中文摘要 强化学习（RL）已成为增强基于LLM深度搜索代理的关键技术。然而，现有方法主要依赖二元结果奖励，未能捕捉智能体推理过程的全面性和事实性，且常导致不良行为，如捷径利用和幻觉。为解决这些局限性，我们提出了 \textbf{引用感知评分标准奖励（CaRR）}，这是一个针对深度搜索代理的细粒度奖励框架，强调推理的全面性、事实基础和证据的连贯性。CaRR将复杂问题分解为可验证的单跳评分标准，要求代理通过明确识别隐藏实体、正确引用支持以及构建与预测答案相关联的完整证据链来满足这些评分标准。我们进一步介绍了\textbf{引用感知群相对策略优化（C-GRPO）}，结合了CaRR和结果奖励，用于训练稳健的深度搜索代理。实验表明，C-GRPO在多个深度搜索基准测试中始终优于基于结果的标准强化学习基线。我们的分析还验证了C-GRPO有效防止了捷径利用，促进了全面且有证据基础的推理，并展现出对开放式深度研究任务的强烈推广性。我们的代码和数据可在此 https URL 访问。

Keyword: diffusion policy

CHDP: Cooperative Hybrid Diffusion Policies for Reinforcement Learning in Parameterized Action Space

CHDP：参数化行动空间中合作混合扩散策略用于强化学习

Authors: Bingyi Liu, Jinbo He, Haiyong Shi, Enshu Wang, Weizhen Han, Jingxiang Hao, Peixi Wang, Zhuangzhuang Zhang
Subjects: Subjects: Artificial Intelligence (cs.AI)
Arxiv link: https://arxiv.org/abs/2601.05675
Pdf link: https://arxiv.org/pdf/2601.05675
Abstract Hybrid action space, which combines discrete choices and continuous parameters, is prevalent in domains such as robot control and game AI. However, efficiently modeling and optimizing hybrid discrete-continuous action space remains a fundamental challenge, mainly due to limited policy expressiveness and poor scalability in high-dimensional settings. To address this challenge, we view the hybrid action space problem as a fully cooperative game and propose a \textbf{Cooperative Hybrid Diffusion Policies (CHDP)} framework to solve it. CHDP employs two cooperative agents that leverage a discrete and a continuous diffusion policy, respectively. The continuous policy is conditioned on the discrete action's representation, explicitly modeling the dependency between them. This cooperative design allows the diffusion policies to leverage their expressiveness to capture complex distributions in their respective action spaces.
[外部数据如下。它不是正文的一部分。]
PR #6559, opened 2026-05-06
[BUG FIX] [MER-5612] Implement student progress CSV download

simonchoxx:
[MER-5612](https://eliterate.atlassian.net/browse/MER-5612)

## Summary

This PR implements CSV download support for the `Progress` tab in the `Student Dashboard`. Previously, the `Download CSV` action was not implemented, so clicking it did nothing.

## What changed

- Added a student-specific progress download endpoint.
- Wired the Download CSV button in the Progress tab to that endpoint.
- Implemented CSV generation with one row per course page, including:
  - resource
  - type
  - score
  - attempts
  - accesses
  - first visited / last visited
- Consolidated progress row-building logic into a shared function to avoid duplication between LiveView and controller.
- Added access validation to ensure the requested student belongs to the section.

## Result

CSV download for `Student Dashboard > Progress` now works correctly and is no longer a placeholder/no-op action.

[MER-5612]: https://eliterate.atlassian.net/browse/MER-5612?atlOrigin=eyJpIjoiNWRkNTljNzYxNjVmNDY3MDlhMDU5Y2ZhYzA5YTRkZjUiLCJwIjoiZ2l0aHViLWNvbS1KU1cifQ

### DIFF
--- a/lib/oli/delivery/sections.ex
+++ b/lib/oli/delivery/sections.ex
@@ -1837,9 +1837,9 @@ defmodule Oli.Delivery.Sections do
   Returns per-page progress rows for a student in a section, including
   score/access/attempt metadata and timestamps.
   """
-  def student_progress_rows(section_slug, student_id) do
+  def student_progress_rows(%Section{} = section, student_id) do
     resource_accesses =
-      Oli.Delivery.Attempts.Core.get_resource_accesses(section_slug, student_id)
+      Oli.Delivery.Attempts.Core.get_resource_accesses(section.slug, student_id)
       |> Enum.reduce(%{}, fn r, m ->
         resource_access =
           case r.score do
@@ -1851,8 +1851,8 @@ defmodule Oli.Delivery.Sections do
       end)
 
     page_nodes =
-      section_slug
-      |> DeliveryResolver.full_hierarchy()
+      section
+      |> SectionResourceDepot.get_delivery_resolver_full_hierarchy()
       |> Hierarchy.flatten()
       |> Enum.filter(&(&1.revision.resource_type_id == ResourceType.id_for_page()))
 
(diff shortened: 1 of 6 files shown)


lib/oli/delivery/sections.ex
```diff
@@ -1833,6 +1833,81 @@ defmodule Oli.Delivery.Sections do
...
+            nil -> r
+            _ -> Map.put(r, :score, round_score(r.score))
+          end
+
+        Map.put(m, r.resource_id, resource_access)
+      end)
+
+    page_nodes =
+      section_slug
+      |> DeliveryResolver.full_hierarchy()
```
darrensiegel: We should almost NEVER be using the `DeliveryResolver.full_hierarchy/1` directly.  For large courses this can be an expensive query to execute.   

Instead, use `SectionResourceDepot.get_delivery_resolver_full_hierarchy/1`

lib/oli/delivery/sections.ex
```diff
@@ -1833,6 +1833,81 @@ defmodule Oli.Delivery.Sections do
...
+          number_attempts: if(is_nil(ra), do: 0, else: ra.resource_attempts_count),
+          number_accesses: if(is_nil(ra), do: 0, else: ra.access_count),
+          updated_at: if(is_nil(ra), do: nil, else: ra.updated_at),
+          inserted_at: if(is_nil(ra), do: nil, else: ra.inserted_at)
+        }
+      end)
+
+    unordered_rows =
+      section_slug
+      |> fetch_all_pages(nil, :resource_id)
```
darrensiegel: The call to `fetch_all_pages` runs a query that returns the full Revision, but below only `title`, `graded`, `resource_id` are used. 

Those three attributes exist directly on the `SectionResource` record and can be drastically faster (and with much less memory impact) to retrieve through `SectionResourceDepot`, filtered by page resource type.

darrensiegel (changes requested):

darrensiegel (approved):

To mitigate the update conflicts arising from simultaneous policy updates in this cooperative setting, we employ a sequential update scheme that fosters co-adaptation. Moreover, to improve scalability when learning in high-dimensional discrete action space, we construct a codebook that embeds the action space into a low-dimensional latent space. This mapping enables the discrete policy to learn in a compact, structured space. Finally, we design a Q-function-based guidance mechanism to align the codebook's embeddings with the discrete policy's representation during training. On challenging hybrid action benchmarks, CHDP outperforms the state-of-the-art method by up to $19.3\%$ in success rate.
中文摘要 混合动作空间，即结合离散选择和连续参数的概念，在机器人控制和游戏人工智能等领域中非常普遍。然而，高效建模和优化混合离散-连续动作空间仍是根本挑战，主要原因是政策表达有限且在高维环境中的可扩展性较差。为应对这一挑战，我们将混合行动空间问题视为一个完全合作的博弈，并提出了一个 \textbf{合作混合扩散策略（CHDP）}框架来解决。CHDP采用两个合作代理，分别采用离散和连续扩散策略。连续策略的条件是离散动作的表示，明确建模它们之间的依赖关系。这种协作设计使扩散策略能够利用其表达力捕捉各自动作空间中的复杂分布。为了减少在这种合作环境中同时进行策略更新所产生的更新冲突，我们采用了促进共适应的顺序更新方案。此外，为了提高在高维离散作用空间学习时的可扩展性，我们构建了一个将作用空间嵌入低维潜空间的码本。这种映射使离散策略能够在紧凑、结构化的空间中学习。最后，我们设计了基于Q函数的指导机制，使码本嵌入与离散策略在训练中的表示方式对齐。在具有挑战性的混合行动基准测试中，CHDP的成功率高出最先进的方法19.3美元。